Similar changes will be made for different data types. For instance, presently a vector drawing deposited as a dwg would be preserved as a dwg and disseminated as a dwg and a dxf and a pdf (all would also be updated to the current version at the same time). Alternatively, geophysics data would be preserved as it was deposited but disseminated as a zipped version. Meanwhile GIS data would be preserved as Geography Markup Language (GML) and disseminated as a shapefile. All of these changes have specific reasons behind them to do with widespread use, proprietary software, stability, and more.
Now, you may be questioning my specific phrasing of preservation version and dissemination version and how that relates to the archiving. Well let me take you into the beautiful world of our repository operations.
The preservation of data is more than just making sure that it fits specific criteria or that it’s been migrated according to the current file format. These steps are just the beginning of what the ADS does with the data.
Below is an excerpt from our Repository Operations (Version 6.0) and it shows how the preservation and dissemination format feed into a collection as a whole.
When data is deposited, it is deposited as a part of a collection. OASIS reports make up report series on our library but they are stored the same way as data deposited from ADS-easy or as a part of a larger collection. These collections are given unique identifiers and from these the data is stored in different folders which correspond to what the folder holds.
To explain further, each collection will have an admin folder to hold licences, correspondence, and a deposit receipt which holds a list of all the data that was originally deposited with us including it’s checksum.
From there, there is a folder containing the data that was deposited in its original form, organised by both accession number/date and a further arbitrary data structure that is unique to the collection. This data is rarely touched by the archivist and serves as a copy of the data as it was deposited.
The data that is within the original folder is migrated to a preservation and/or dissemination format as described previously.
It doesn’t stop there, however. Some collections are updated with a newer version of the data. In those cases, the old data is preserved in a previous folder and the new is organised as above.
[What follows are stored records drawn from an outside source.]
PR #116, opened 2019-04-20
Position the cursor after setting line edit contents

jpcima:
This realigns text display to the left after setting the text edit.
It's in the case the box of the widget is too small for the contents.


rerrahkr:
Thanks for your contribution!

PR #117, opened 2019-04-20
Resolve warning 'catching polymorphic type by value'

jpcima:
It's a warning of GCC 8 which identifies the `catch` part as potential source of problems.


rerrahkr:
Thanks for your contribution!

But even then, the archiving doesn’t stop there. All of our file formats are monitored to ensure that they are still able to be opened and used. In certain instances, that can mean that all past data deposited and preserved in a certain format will need to be migrated to a newer version, which actually happened with some of our 2 and 3D datasets. In that case, the migrated data is saved within a migration folder.
Even after all of that, we still do more. All of our data is saved in three different locations on two different mediums to ensure that even if something happened to one of the locations where the data is physically stored, all of our collections would still be preserved.
Hopefully this helps explain some of the mystery behind the ADS and what happens to data between deposit and which it becomes accessible on our website. If your confused on how to deposit or what kind of interfaces we offer for dissemination, our Guidelines for Depositors hopefully explains all of that.